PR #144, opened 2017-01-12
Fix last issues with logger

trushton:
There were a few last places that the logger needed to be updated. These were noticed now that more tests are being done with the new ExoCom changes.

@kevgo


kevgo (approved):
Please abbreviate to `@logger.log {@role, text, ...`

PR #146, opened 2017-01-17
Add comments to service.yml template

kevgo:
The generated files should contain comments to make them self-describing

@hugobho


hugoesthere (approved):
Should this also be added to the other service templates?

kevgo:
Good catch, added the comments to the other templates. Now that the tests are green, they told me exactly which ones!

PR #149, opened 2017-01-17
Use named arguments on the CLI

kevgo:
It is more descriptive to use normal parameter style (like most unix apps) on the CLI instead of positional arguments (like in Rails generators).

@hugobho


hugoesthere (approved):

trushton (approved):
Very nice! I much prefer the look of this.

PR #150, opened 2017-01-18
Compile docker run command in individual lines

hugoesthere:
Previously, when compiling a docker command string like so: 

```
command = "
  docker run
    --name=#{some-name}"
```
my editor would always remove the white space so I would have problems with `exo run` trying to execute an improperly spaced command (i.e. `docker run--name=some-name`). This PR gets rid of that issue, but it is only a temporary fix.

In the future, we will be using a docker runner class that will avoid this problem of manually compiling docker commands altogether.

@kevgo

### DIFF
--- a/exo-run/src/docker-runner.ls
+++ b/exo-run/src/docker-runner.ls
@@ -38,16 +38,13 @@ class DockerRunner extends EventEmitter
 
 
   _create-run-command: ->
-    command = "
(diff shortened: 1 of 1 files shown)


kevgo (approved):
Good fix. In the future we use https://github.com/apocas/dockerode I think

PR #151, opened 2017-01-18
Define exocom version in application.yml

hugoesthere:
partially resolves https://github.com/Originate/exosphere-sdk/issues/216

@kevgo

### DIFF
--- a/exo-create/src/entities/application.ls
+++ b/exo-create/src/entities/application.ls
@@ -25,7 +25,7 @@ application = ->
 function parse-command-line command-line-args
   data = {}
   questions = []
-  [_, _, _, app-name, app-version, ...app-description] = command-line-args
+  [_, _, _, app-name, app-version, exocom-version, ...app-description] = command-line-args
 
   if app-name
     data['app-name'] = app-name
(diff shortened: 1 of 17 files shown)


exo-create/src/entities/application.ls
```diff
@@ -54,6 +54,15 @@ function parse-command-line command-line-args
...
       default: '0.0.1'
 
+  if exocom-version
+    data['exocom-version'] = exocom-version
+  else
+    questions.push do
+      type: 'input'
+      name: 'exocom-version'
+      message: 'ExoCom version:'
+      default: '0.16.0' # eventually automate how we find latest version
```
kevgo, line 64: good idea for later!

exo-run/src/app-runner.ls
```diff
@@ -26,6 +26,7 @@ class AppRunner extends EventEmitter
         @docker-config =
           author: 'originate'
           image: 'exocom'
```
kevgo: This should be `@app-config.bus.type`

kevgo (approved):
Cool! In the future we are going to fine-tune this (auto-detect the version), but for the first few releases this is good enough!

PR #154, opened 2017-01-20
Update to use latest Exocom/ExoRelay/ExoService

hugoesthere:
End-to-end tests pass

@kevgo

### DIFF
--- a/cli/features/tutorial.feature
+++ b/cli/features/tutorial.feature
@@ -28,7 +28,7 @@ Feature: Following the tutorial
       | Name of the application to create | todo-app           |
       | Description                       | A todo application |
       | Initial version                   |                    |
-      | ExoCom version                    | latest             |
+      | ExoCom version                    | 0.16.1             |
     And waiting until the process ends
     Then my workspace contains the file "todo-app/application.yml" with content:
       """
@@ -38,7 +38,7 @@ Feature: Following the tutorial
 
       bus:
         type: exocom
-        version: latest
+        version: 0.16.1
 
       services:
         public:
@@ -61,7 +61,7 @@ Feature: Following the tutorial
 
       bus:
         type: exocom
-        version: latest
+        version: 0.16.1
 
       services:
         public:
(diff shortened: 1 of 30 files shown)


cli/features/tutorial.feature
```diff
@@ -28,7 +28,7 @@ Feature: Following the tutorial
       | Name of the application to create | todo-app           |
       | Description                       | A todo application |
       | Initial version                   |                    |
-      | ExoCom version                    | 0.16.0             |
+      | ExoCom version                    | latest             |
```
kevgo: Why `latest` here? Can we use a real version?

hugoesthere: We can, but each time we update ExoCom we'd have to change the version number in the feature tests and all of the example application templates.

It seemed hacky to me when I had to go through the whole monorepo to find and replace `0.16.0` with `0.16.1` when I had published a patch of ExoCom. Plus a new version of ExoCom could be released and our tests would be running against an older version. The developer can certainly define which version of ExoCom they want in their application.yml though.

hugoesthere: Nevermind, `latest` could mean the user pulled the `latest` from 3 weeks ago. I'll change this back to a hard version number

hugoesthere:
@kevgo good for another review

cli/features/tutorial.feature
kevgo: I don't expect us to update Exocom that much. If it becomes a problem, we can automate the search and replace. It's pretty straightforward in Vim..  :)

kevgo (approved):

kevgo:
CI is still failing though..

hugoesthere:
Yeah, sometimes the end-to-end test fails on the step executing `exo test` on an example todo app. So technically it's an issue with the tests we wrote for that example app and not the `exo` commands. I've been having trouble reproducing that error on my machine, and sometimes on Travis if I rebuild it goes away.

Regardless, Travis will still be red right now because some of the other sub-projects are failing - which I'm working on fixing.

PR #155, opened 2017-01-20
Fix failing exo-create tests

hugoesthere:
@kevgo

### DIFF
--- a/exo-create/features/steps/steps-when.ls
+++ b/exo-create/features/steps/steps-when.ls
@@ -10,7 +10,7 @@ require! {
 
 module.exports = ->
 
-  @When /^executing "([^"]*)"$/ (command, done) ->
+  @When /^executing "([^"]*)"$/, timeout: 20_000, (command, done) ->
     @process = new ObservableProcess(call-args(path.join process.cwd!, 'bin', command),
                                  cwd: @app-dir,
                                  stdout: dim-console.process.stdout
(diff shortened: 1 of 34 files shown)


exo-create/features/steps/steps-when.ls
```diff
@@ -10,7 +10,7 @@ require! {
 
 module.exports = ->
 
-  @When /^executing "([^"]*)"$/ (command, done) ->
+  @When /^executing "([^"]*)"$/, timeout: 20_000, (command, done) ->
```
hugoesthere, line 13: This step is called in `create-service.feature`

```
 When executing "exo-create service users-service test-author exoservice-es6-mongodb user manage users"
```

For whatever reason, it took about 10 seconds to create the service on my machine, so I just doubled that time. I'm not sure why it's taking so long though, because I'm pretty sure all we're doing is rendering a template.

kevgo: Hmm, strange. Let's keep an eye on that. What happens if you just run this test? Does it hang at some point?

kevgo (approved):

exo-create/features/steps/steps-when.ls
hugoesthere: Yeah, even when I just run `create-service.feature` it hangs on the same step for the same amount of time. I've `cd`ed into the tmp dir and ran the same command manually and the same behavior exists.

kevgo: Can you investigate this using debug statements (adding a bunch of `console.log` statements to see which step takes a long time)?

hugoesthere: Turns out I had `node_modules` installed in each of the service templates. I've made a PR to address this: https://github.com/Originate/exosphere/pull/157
□ □ □
WHAT NEEDS TO BE DONE: Take every line from the data that contains the word "tutorial".

SOLUTION FOR THIS TASK:
--- a/cli/features/tutorial.feature
+++ b/cli/features/tutorial.feature
@@ -28,7 +28,7 @@ Feature: Following the tutorial
@@ -38,7 +38,7 @@ Feature: Following the tutorial
@@ -61,7 +61,7 @@ Feature: Following the tutorial
cli/features/tutorial.feature
@@ -28,7 +28,7 @@ Feature: Following the tutorial
cli/features/tutorial.feature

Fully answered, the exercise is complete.